*What you are asked to do*
What you return should be the lines of the data containing "vars", each in full.

*Records for the exercise*

PR #717, opened 2023-08-21
bugfix-dark

ffalkenberg:
passing dark as parameter didn't work, i assume the reason is the handling of the load_events

### DIFF
--- a/src/gradio_runner.py
+++ b/src/gradio_runner.py
@@ -3572,16 +3572,11 @@ def go_gradio(**kwargs):
         else:
             auth = None
             load_func, load_inputs, load_outputs = None, None, None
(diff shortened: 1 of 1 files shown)


mmalohlava:
@ffalkenberg thank you for the contribution!

I would recommend to check this PR: https://github.com/h2oai/h2ogpt/pull/696 - we started with similar fix to your, but @pseudotensor pointed out that there are some problematic paths. Based on my understanding of Gradio code, we have to shape JS (especially lambda function) in the way compatible with Gradio's Block's inputs. 

Please check - any feedback is welcomed!

pseudotensor:
Yes it should be fine now, closing.

PR #733, opened 2023-08-22
don't set envs, just keep the defaults from HOME env var

achraf-mer:


ChathurindaRanasinghe (approved):
LGTM

achraf-mer:
for reference 
image

Issue #669, opened 2023-08-14
Docker documentation


patrickhwood:
A few documentation additions would be useful:

1. How to use make_db.py with docker, e.g., it fails without --save_dir.
2. Need to also mount -v "${HOME}"/.cache:/root/.cache for the instructor-large model to be saved properly (or set TORCH_HOME in the Dockerfile).
3. docker runs the container as root and fails with --user=<my uid>
4. The database is stored in the local directory, so either db_dir_<db-name> should be mounted to /workspace or $PWD at the head of the git repo should be mounted *as* /workspace.  (This second option should be mentioned as a good way to debug the docker container and even perform development.)

achraf-mer:
Thanks for the feedback @patrickhwood, my comments inlined:

>1. How to use make_db.py with docker, e.g., it fails without --save_dir.

@pseudotensor any idea about above?

>2. Need to also mount -v "${HOME}"/.cache:/root/.cache for the instructor-large model to be saved properly (or set TORCH_HOME in the Dockerfile).

should be covered by https://github.com/h2oai/h2ogpt/pull/728.

>4. docker runs the container as root and fails with --user=

the default docker user is `h2ogpt` not root, can you please point out how you ran the container to get it in a failed state?

>5. The database is stored in the local directory, so either db_dir_ should be mounted to /workspace or $PWD at the head of the git repo should be mounted as /workspace. (This second option should be mentioned as a good way to debug the docker container and even perform development.)

we do recommend to mount this directory `-v "${HOME}"/save:/workspace/save` as per description here: https://github.com/h2oai/h2ogpt/blob/main/docs/README_DOCKER.md, this can be used for all the save operations to maintain files locally, @pseudotensor are you aware of any other files that we automatically save with no option to specify the target location? (meaning things that we could lose if we terminate the container)

pseudotensor:
@achraf-mer On this one:
```
How to use make_db.py with docker, e.g., it fails without --save_dir.
```
make_db doesn't use --save_dir.


However, I think the issue is being able to run not just generate.py but also src/make_db.py since that is a separate thing one can run.  Is that possible?  Can we document?

patrickhwood:
Sorry.  I mean --user_path.  And yes, the issue is running make_db.py with docker, since the main reason I'm using docker is to have a separate python environment for all h2ogpt operations, since I didn't bother with requirements.txt in order to run generate.py with docker.

This was more a request to expand the docker docs, than a problem report running the code.

[...]

PR #750, opened 2023-08-24
Fix make_db.py from docker and document in readme

achraf-mer:
Address https://github.com/h2oai/h2ogpt/issues/669#issuecomment-1688565748


pseudotensor (approved):
thanks!

Issue #762, opened 2023-08-26
First upload works but additional data upload attempts get stuck


ryanchesler:
Might be related to https://github.com/gradio-app/gradio/pull/5249

Seems like upload is only working on the first file. If I upload an image it will process correctly but then if I try to upload a second image it will just get stuck uploading. It does not seem like it is hitting any of the later python code, just stuck on the front end. Maybe need a submit button to actually trigger the action again or do something to reset the state of file.upload.

<img width="182" alt="Screen Shot 2023-08-26 at 4 08 08 PM" src="https://github.com/h2oai/h2ogpt/assets/26419230/1f9e5a10-4f8b-4f8e-a3c3-e529b0d8adcb">

pseudotensor:
I can't even upload anything.  I think things deadlocked, related to:

```
huggingface/tokenizers: The current process just got forked, after parallelism has already been used. Disabling parallelism to avoid deadlocks...
To disable this warning, you can either:
        - Avoid using `tokenizers` before the fork if possible
        - Explicitly set the environment variable TOKENIZERS_PARALLELISM=(true | false)
```


perhaps.  That's normal message, but maybe with other things it got deadlocked

pseudotensor:
I don't think it's the tokenizer thing above.  All other things like text upload work.

pseudotensor:
1ed7a113ebed791c2848f7bc2eff0d9ac48232f2

Idea before was to still allow user to see the url link or text block during upload, but it was just hiding it anyways, so removed them.

Every upload hangs after image upload, so will try this.

pseudotensor:
Yes, with your and my changes no longer hangs

tares003:
![image](https://github.com/h2oai/h2ogpt/assets/10930271/44303796-e0b5-440f-9fce-dcb421744ebe)
I still have issue eventhough i have disabled it, it just hangs.

pseudotensor:
Looks like hanging during parsing.  Might not be hanging, could hit slow thing like images etc.

You can do:

```
kill -s SIGUSR1 <pid>
```
for the busy <pid> and share stack trace from console.

PR #765, opened 2023-08-27
Rc/#762 fixes file upload hanging on UI

ryanchesler:
https://github.com/h2oai/h2ogpt/issues/762


ryanchesler:
Manually tested putting multiple things in file upload and url and paste and all seem to work correctly with this minor change

pseudotensor (approved):
let's see!  I think we could get rid of all make_interactive make_non_interactive.  They were more useful then there were buttons it would control.  Now I think progress on them handles things.

Issue #755, opened 2023-08-25
Commit 7b3966116ef8d2bcaf37e1504dc63ccaa2bec072 causes redownload of huggingface models


patrickhwood:
Changing ENV TRANSFORMERS_CACHE=/workspace/.cache/huggingface/hub/ to huggingface/transformers/ causes all models already in ~/.cache/huggingface/hub to be downloaded again into ~/.cache/huggingface/transformers.  This slows down startup and really shouldn't happen, as the existing cache is mounted from the docker command line like this in the examples:

`-v "${HOME}"/.cache:/workspace/.cache`

Workaround is to set TRANSFORMERS_CACHE back to /workspace/.cache/huggingface/hub/ on the docker command line with

`-e TRANSFORMERS_CACHE=/workspace/.cache/huggingface/hub/`

but shouldn't be necessary.

pseudotensor:
![image](https://github.com/h2oai/h2ogpt/assets/2249614/0b865ba7-b12a-471d-b9af-113d0ff2cd54)

achraf-mer:
we can do https://github.com/h2oai/h2ogpt/pull/733, this forces the envs to be the absolute defaults, although the current defaults adhere to https://huggingface.co/docs/huggingface_hub/package_reference/environment_variables, https://huggingface.co/transformers/v4.0.1/installation.html#caching-models, and https://pytorch.org/docs/stable/hub.html#where-are-my-downloaded-models-saved, so maybe an inconsistency in HF (meaning setting to described defaults in doc is different than not setting env vars)

achraf-mer:
@patrickhwood as you mentioned, this migration issue can be mitigated by setting the cache dir to the old location with the `/hub/` subdir:
```
-e TRANSFORMERS_CACHE=/workspace/.cache/huggingface/hub/
```
however I didn't see the /hub/ dir mentioned in HF docs, to illustrate what i described in my previous comment, here is what I see in the HF docs, and what I believe to be the source of discrepancy (ref: from links in previous comment):

![image](https://github.com/h2oai/h2ogpt/assets/51244975/349a4e09-0c53-48bb-97f5-d78615b7d35b)
![image](https://github.com/h2oai/h2ogpt/assets/51244975/83e22ac2-d0ac-4850-9857-29ae41b8471e)
![image](https://github.com/h2oai/h2ogpt/assets/51244975/ace6ff12-499b-4a69-bc13-b741e64683e1)

patrickhwood:
[...]

PR #770, opened 2023-08-28
h2oGPT Helm Chart

EshamAaqib:
## Description 

Helm Chart for h2oGPT, which includes vLLM and TGI


pseudotensor (approved):
great!

ozahavi (approved):
lgtm

helm/h2ogpt-chart/templates/deployment.yaml
```diff
@@ -0,0 +1,361 @@
...
+              port: http
+            {{- toYaml .Values.vllm.readinessProbe | nindent 12 }}
+          {{- end }}
+          resources:
+            {{- toYaml .Values.vllm.resources | nindent 12 }}
+          envFrom:
+            - configMapRef:
+                name: {{ include "h2ogpt.fullname" . }}-vllm-inference-config
+          env:
+          - name: TRANSFORMERS_CACHE
```
achraf-mer, line 338: `TRANSFORMERS_CACHE` not really needed, we noticed that sometimes when setting env vars, it ends up having side effects different than what we expect, so best to keep the defaults if not necessary to change.

See an example here: https://github.com/h2oai/h2ogpt/issues/755#issuecomment-1696734046

babytdream:
@EshamAaqib @pseudotensor @ozahavi @achraf-mer @arnocandel 
Hi, are you interested in this question about improving vllm and benefiting you in #794 ？

PR #199, opened 2022-01-26
fix(components/button-simple): Not bubble up onClick

cscheffauer:
# Description

Consuming the ButtonSimple (and its variants) within the Popover led to an issue where the click event was catched correctly as a trigger by the Popover, but tabbing and pressing enter on a ButtonSimple didn't cause a onClick event.

The problem is related to React-aria, where the onKeyDown event on a button results in a onPress and doesn't bubble up the onClick event as you would expect from a normal HTML button element. 

To fix this, we are going to override the onKeyDown coming from react-aria, if we need to (for example when using it on a Popover).

# Links

[React-aria issue](https://github.com/adobe/react-spectrum/issues/2100)

### DIFF
--- a/src/components/ButtonControl/ButtonControl.types.ts
+++ b/src/components/ButtonControl/ButtonControl.types.ts
@@ -1,31 +1,15 @@
-import { CSSProperties } from 'react';
-import { AriaButtonProps } from '@react-types/button';
+import type { ButtonSimpleProps } from '../ButtonSimple';
 
 export type ButtonControlControl = 'close' | 'favorite' | 'maximize' | 'minimize' | 'mute';
 
-export interface Props extends AriaButtonProps {
-  /**
-   * Custom class for overriding this component's CSS.
-   */
-  className?: string;
-
+export interface Props extends ButtonSimpleProps {
   /**
    * The control type.
    */
   control: ButtonControlControl;
 
   /**
-   * Custom id for overriding this component's CSS.
-   */
-  id?: string;
-
-  /**
    * Whether to render this button as a circle.
    */
   isCircular?: boolean;
-
-  /**
-   * Custom style for overriding this component's CSS.
-   */
-  style?: CSSProperties;
 }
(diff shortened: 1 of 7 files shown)


src/components/ButtonControl/ButtonControl.types.ts
```diff
@@ -1,31 +1,15 @@
...
 
 export type ButtonControlControl = 'close' | 'favorite' | 'maximize' | 'minimize' | 'mute';
 
-export interface Props extends AriaButtonProps {
-  /**
-   * Custom class for overriding this component's CSS.
-   */
-  className?: string;
-
+export interface Props extends ButtonSimpleProps {
```
InteractiveTimmy, line 5: good migration.

src/components/ButtonSimple/ButtonSimple.types.ts
```diff
@@ -27,4 +27,11 @@ export interface Props extends AriaButtonProps, HoverProps {
    * title to use for this component.
    */
   title?: string;
+
+  /**
+   * Use the native onKeyDown event handler to allow `enter` & `space` keypress events fire a onClick (like a native HTML button does)
+   *
+   * This is necessary since `react-aria` supress that behaviour by design.
+   */
+  useNativeKeyDown?: boolean;
```
InteractiveTimmy, line 36: This needs to be added to `argTypes` for the story.

InteractiveTimmy (changes requested):
Looks good! just needs argTypes added for the new prop.

src/components/ButtonSimple/ButtonSimple.stories.args.ts
```diff
@@ -31,6 +31,19 @@ const buttonSimpleArgTypes = {
       },
     },
   },
+  useNativeKeyDown: {
```
InteractiveTimmy, line 34: Thank you, looks good!

InteractiveTimmy (approved):
LGTM! thanks for adding the argtypes!

PR #208, opened 2022-02-24
feat(component-variant/solid-button-2): adding styles for circle and pill solid outline button

nataliadelmar:
# Description

PR to add the variant of outline circle and pill buttons with non-ghost or solid background, as specified here:
image

# Links
[*Figma link*](https://www.figma.com/file/vdL18BATeJAIq2JvGAjRPD/Components---Web?node-id=6361%3A0)

# Important notes
* New components tokens were created for this with the prefix --videoSupport. The reason why the name is like that is because this component is located in page Realtime > Video support in the Figma library, for now. We have requested Momentum team to move these solid buttons to the buttons sections to keep consistency. They have it on their backlog. To keep consistency with Momentum as it is right now, the component token was named with the actual component location in mind (--videoSupport). When the Momentum team updates this, we will update the token and MRV2 as well.
* Button Pill already had an outline solid variant, but **theme** tokens were used for it. Theme tokens were replaced with the new components tokens --videoSupport as part of the PR.
* Button Circle did not have an outline non-ghost variant, so that was added to it. It is relevant to say that the previous outline button circle assumed that the button was ghost, which is not always the case. As consequence of this PR (if it gets merged), I will update all Circle buttons outline in Cantina for them to have ghost=false (as this is the first time we would be using outline=true && ghost=true variant.

### DIFF
--- a/package.json
+++ b/package.json
@@ -99,7 +99,7 @@
   "dependencies": {
     "@babel/runtime": "^7.0.0",
     "@momentum-ui/animations": "^1.3.0",
-    "@momentum-ui/design-tokens": "^0.0.28",
+    "@momentum-ui/design-tokens": "^0.0.34",
     "@momentum-ui/icons": "8.27.0",
     "@momentum-ui/icons-rebrand": "^1.22.0",
     "@momentum-ui/tokens": "^1.7.1",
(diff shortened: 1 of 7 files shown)


InteractiveTimmy (approved):
LGTM! Since this is strictly a style change, we wont need to amend tests.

*Solution to this task*
we can do https://github.com/h2oai/h2ogpt/pull/733, this forces the envs to be the absolute defaults, although the current defaults adhere to https://huggingface.co/docs/huggingface_hub/package_reference/environment_variables, https://huggingface.co/transformers/v4.0.1/installation.html#caching-models, and https://pytorch.org/docs/stable/hub.html#where-are-my-downloaded-models-saved, so maybe an inconsistency in HF (meaning setting to described defaults in doc is different than not setting env vars)
achraf-mer, line 338: `TRANSFORMERS_CACHE` not really needed, we noticed that sometimes when setting env vars, it ends up having side effects different than what we expect, so best to keep the defaults if not necessary to change.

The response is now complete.